L'album che ha chiuso un'epoca

il 27 Novembre a Roma lo si è ricordato con alcuni artisti della scena indipendente italiana

Quando si festeggia una ricorrenza si è soliti tornare per un attimo indietro con i ricordi, lo fanno i genitori con i figli, e gli innamorati con gli anniversari. Chi di musica vive, lo fa anche per il compleanno di un disco.  E allora torniamo un istante indietro, all’aprile del 1990. La storia è nota, e i protagonisti sono due: c’è una villa settecentesca in zona Rio Saliceto (in provincia di Reggio) e un gruppo di musicisti.  La stalla, il fienile, e le tante stanze di Villa Pirondini per tre mesi in quella primavera tornano a vivere per “colpa” di quello che sarà poi Epica Etica Etnica Pathos, quarto e ultimo album dei CCCP. Il duo Zamboni-Ferretti e i quattro post-Litfiba Gianni Maroccolo, Francesco Magnelli, Ringo De Palma e un allora tecnico del suono Giorgio Canali si ritrovano, senza dilungarci nei perché, in quella villa della Bassa a far risuonare la pareti e a registrare quello che ne viene fuori. I CCCP si sarebbero sciolti di lì a poco per «mancanza d’aria», sarebbe scomparso il suono della batteria di Ringo, e Giovanni Lindo Ferretti avrebbe portato altrove la sua voce. Forse possiamo dire senza smentita che quei tre mesi tutti insieme e questo album, che ora sappiamo stava chiudendo le porte di un’epoca, hanno lasciato un segno molto più profondo di quello che gli stessi protagonisti allora si sarebbero mai potuti aspettare.

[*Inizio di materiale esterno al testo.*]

Issue #400, opened 2020-10-02
directory permissions incorrectly set before the subtree has been fully copied


akesandgren:
Using version 0.10.1

When I have a directory in the source tree which isn't writable, the target directory is created without write permission.
This is wrong.
The target dir must be created with write permission so that the files and subdirs can be copied/created.
Directory permissions must not be set/preserved until the subtree has finished copying

```
constant:
total 56
dr-xr-x---+ 3 ake folk 4096 Apr  3  2017 boundaryData/
-r--r-x---+ 1 ake folk 1546 Jul 20  2017 chemistryProperties*
-r--r-x---+ 1 ake folk 1109 Jul 20  2017 combustionProperties*

constant/boundaryData:
total 316
dr-xr-x---+ 5490 ake folk 319488 Jul 20  2017 inlet1/
constant/boundaryData/inlet1:
total 22096
dr-xr-x---+ 2 ake folk  4096 Jul 20  2017 0.0/
dr-xr-x---+ 2 ake folk  4096 Apr  3  2017 0.0001038898/
dr-xr-x---+ 2 ake folk  4096 Apr  3  2017 0.0001082185/
```

A normal cp -r or rsync -a has no problem with this, it only sets directory permissions AFTER finishing the subtree.
dcp --preserve and dsync both fail with permission denied when doing mkdir in the target tree.

Note that this only happens when running larger jobs on larger trees.

Small trees with just a few dirs have no problem.

akesandgren:
Never mind, looks like ACL problems against our new Lustre server...

akesandgren:
Problem seem to be in mfu_copy_xattrs when called from mfu_create_directory.
The xattrs contain system.posix_acl_default and system.posix_acl_access.
When chmod -w has been done on the src dir, the system.posix_acl_access xattr contains user::r-x resulting in write-protected target.

I suggest filtering out any system.posix_acl xattrs in mfu_copy_xattrs, like in #401

daltonbohning:
I think part of the issue here is that `mfu_copy_xattrs` is called immediately after creating each directory/file, to accommodate Lustre striping params:
https://github.com/daltonbohning/mpifileutils/blob/4ec784108d066abe5060ebb197c1dba83e88bd7d/src/common/mfu_flist_copy.c#L933-L942

In contrast, ownership, permissions, and timestamps are copied _after_ copying the files, and starting from the deepest level, to handle similar issues with standard permissions.

[...]

PR #401, opened 2020-10-03
Fix problems with copying xattrs that contain ACLs causing write-protected dirs

akesandgren:
Fixes issue https://github.com/hpc/mpifileutils/issues/400

Signed-off-by: Åke Sandgren <ake.sandgren@hpc2n.umu.se>

### DIFF
--- a/src/common/mfu_flist_copy.c
+++ b/src/common/mfu_flist_copy.c
@@ -324,14 +324,16 @@ static int mfu_copy_xattrs(
 
             /* set attribute on destination object */
             if(got_val) {
-                errno = 0;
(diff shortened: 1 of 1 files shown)


akesandgren:
It's probably better to not copy xattrs by default as in #418

ofaaland:
@akesandgren it looks from the comments in #418 like the problem motivating this patch was resolved by other patches in tag 0.11.1, and we can close this.  Is that correct?  Thanks

akesandgren:
Yes 0.11.1 does solve the problem, closing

Il 27 novembre sul palco della Sala Sinopoli dell’Auditorium Parco della Musica di Roma si sono ricordati i 25 anni dalla pubblicazione di quell’album; con Zamboni, Magnelli, Canali, Maroccolo e Fatur si è festeggiato la coda finale di quell’idealismo, militante fino al midollo, di quel potente canto sovversivo che sono stati i CCCP. Festeggiare una fine, un punto conclusivo. La chiusura del cerchio. Si può? Sì, e probabilmente si deve, soprattutto se questo guardarsi indietro non è dovuto a una ricerca nostalgica ma ad un più profondo desiderio e bisogno estremo di resistenza. E per resistere (a cosa, decidetelo voi) con loro sul palco di Roma ci sono state alcune delle voci dell’odierna musica indipendente italiana: da Brunori Sas e Max Collini (frontman degli Offlaga Disco Pax) che hanno costruito il duetto su Aghia Sophia, a Vasco Brondi per Narko $ a Lo Stato sociale che si è buttato in Depressione caspica e L’andazzo generale, ad Appino con una profonda e intensa versione di Amandoti. Due le voci femminili, inconfondibili,  compagne di viaggio da anni di ciò che resta dei CCCP-CSI, Ginevra Di Marco, elegante e bellissima la sua Paxo de Jerusalem, e Angela Baraldi, perfetta l’esecuzione con Francesco Di Bella di Maciste contro tutti. Si è chiuso dopo circa due ore questo compleanno, con le parole di Zamboni prima di Annarella: «Di solito associamo le canzoni ad un volto, che è quello del cantante. Per noi questa canzone invece è legata al nostro batterista, Ringo De Palma. Al termine della registrazione di questo brano se n’è andato da Villa Pirondini e non è più tornato, dopo qualche giorno una telefonata…Ringo se n’era andato per troppa vita».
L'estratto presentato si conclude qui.